## GOAL OF THE EXERCISE
Read through the lines below for the string "bool" and copy each one that has it.

##########

PR #412, opened 2024-03-18
Implements Connection Pool Destroy Delay

waahm7:
*Description of changes:*
**Problem:**
If the user makes requests serially, we destroy the connection pool between each request, which impacts performance.

**Solution:**
Add a 3-second delay before destroying the connection pool, unless the Client is also being destroyed. If the user makes another request within those 3 seconds, the connection pool is not destroyed.

Benchmark:
Downloading 1000 64Kb files in serial on c5n.18xlarge
```
Main Branch:
Run:1 Secs:33.994031 Gb/s:0.015423
Run:2 Secs:34.439879 Gb/s:0.015223
Run:3 Secs:35.191540 Gb/s:0.014898
Run:4 Secs:34.023091 Gb/s:0.015410
Run:5 Secs:34.815079 Gb/s:0.015059
Run:6 Secs:35.207595 Gb/s:0.014891
Run:7 Secs:36.181037 Gb/s:0.014491
Run:8 Secs:35.388686 Gb/s:0.014815
Run:9 Secs:35.315042 Gb/s:0.014846
Run:10 Secs:37.175047 Gb/s:0.014103
Overall Throughput (Gb/s) Median:0.014895 Mean:0.014916 Min:0.014103 Max:0.015423 Variance:0.000000 StdDev:0.000384
Overall Duration (Secs) Median:35.199567 Mean:35.173103 Min:33.994031 Max:37.175047 Variance:0.847040 StdDev:0.920348
Peak RSS:20.632812 MiB

This PR:
Run:1 Secs:21.822355 Gb/s:0.024025
Run:2 Secs:18.661068 Gb/s:0.028095
Run:3 Secs:16.470886 Gb/s:0.031831
Run:4 Secs:16.819767 Gb/s:0.031171
Run:5 Secs:15.395681 Gb/s:0.034054
Run:6 Secs:16.630556 Gb/s:0.031526
Run:7 Secs:16.218798 Gb/s:0.032326
Run:8 Secs:16.514378 Gb/s:0.031747
Run:9 Secs:17.100299 Gb/s:0.030660
Run:10 Secs:16.876424 Gb/s:0.031066
Overall Throughput (Gb/s) Median:0.031348 Mean:0.030650 Min:0.024025 Max:0.034054 Variance:0.000007 StdDev:0.002620
Overall Duration (Secs) Median:16.725162 Mean:17.251021 Min:15.395681 Max:21.822355 Variance:2.927835 StdDev:1.711092
Peak RSS:20.628906 MiB

```


source/s3_client.c
```diff
@@ -1528,9 +1528,49 @@ static void s_s3_client_process_work_default(struct aws_s3_client *client) {
...
+
+    /* BEGIN CRITICAL SECTION */
+    aws_s3_client_lock_synced_data(client);
+
+    if (client->synced_data.process_endpoint_lifecycle_changes) {
+        client->synced_data.process_endpoint_lifecycle_changes = false;
+        for (struct aws_hash_iter iter = aws_hash_iter_begin(&client->synced_data.endpoints);
+             !aws_hash_iter_done(&iter);
+             aws_hash_iter_next(&iter)) {
+            struct aws_s3_endpoint *endpoint = (struct aws_s3_endpoint *)iter.element.value;
```
waahm7, line 1543: An alternative approach that I considered was maintaining two linked lists of endpoints: `pending_cleanup_task` and `cleanup_task_scheduled`, which would allow us to only loop through endpoints that have the required state. However, considering that by default an AWS account has a limit of 100 buckets, I thought it was not worth the complexity.

source/s3_endpoint.c
```diff
@@ -278,11 +317,13 @@ static void s_s3_endpoint_release(struct aws_s3_endpoint *endpoint) {
...
-         * Since it's a crime to hold a lock while invoking a callback,
-         * we make sure that we've released the client's lock before proceeding... */
-        s_s3_endpoint_ref_count_zero(endpoint);
+        if (client_active) {
+            /* schedule the cleanup task */
+            aws_s3_client_schedule_process_work(endpoint->client);
+        } else {
+            /* do a sync cleanup since client is not active anymore to avoid any cleanup delay */
+            s_s3_endpoint_ref_count_zero(endpoint);
+        }
```
waahm7, line 326: Question/Confusion: Is it worth avoiding `aws_event_loop_schedule_task_now` here? If we simplify the code here to always trigger `aws_s3_client_schedule_process_work`, we will clean up the endpoint on the client process work thread, but does it matter?

source/s3_endpoint.c
```diff
@@ -267,9 +299,16 @@ static void s_s3_endpoint_release(struct aws_s3_endpoint *endpoint) {
...
+    bool should_destroy = endpoint->client_synced_data.ref_count == 1;
+    bool client_active = endpoint->client->synced_data.active == 1;
     if (should_destroy) {
-        aws_hash_table_remove(&endpoint->client->synced_data.endpoints, endpoint->host_name, NULL, NULL);
+        if (client_active) {
+            endpoint->client_synced_data.state = AWS_S3_ENDPOINT_STATE_PENDING_CLEANUP_TASK;
+            endpoint->client->synced_data.process_endpoint_lifecycle_changes = true;
+        } else {
+            endpoint->client_synced_data.state = AWS_S3_ENDPOINT_STATE_DESTROYING;
+            aws_hash_table_remove(&endpoint->client->synced_data.endpoints, endpoint->host_name, NULL, NULL);
```
waahm7, line 310: Question/Confusion: Is it worth avoiding aws_event_loop_schedule_task_now here? If we simplify the code here to always trigger aws_s3_client_schedule_process_work, we will clean up the endpoint on the client process work thread, but does it matter?

source/s3_client.c
```diff
@@ -1528,9 +1528,51 @@ static void s_s3_client_process_work_default(struct aws_s3_client *client) {
...
```
DmitriyMusatkin, line 1543: this seems a bit scary: this can create 10s of things that need to happen on event loop. we also try to avoid locking this client too much from this thread as it can block other threads from doing their work. 

do we actually need every endpoint to have a separate termination event? can we simplify the logic and have a simple event that repeats every n seconds and cleans up whatever endpoints do not have work? (i dont think we care if endoint gets cleaned up in 3s exactly or worst case in 6s). we do something similar for dns from what i remember

waahm7: Thanks, Created a new https://github.com/awslabs/aws-c-s3/pull/419 with the new logic.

##########

## SOLUTION BELOW
+    bool should_destroy = endpoint->client_synced_data.ref_count == 1;
+    bool client_active = endpoint->client->synced_data.active == 1;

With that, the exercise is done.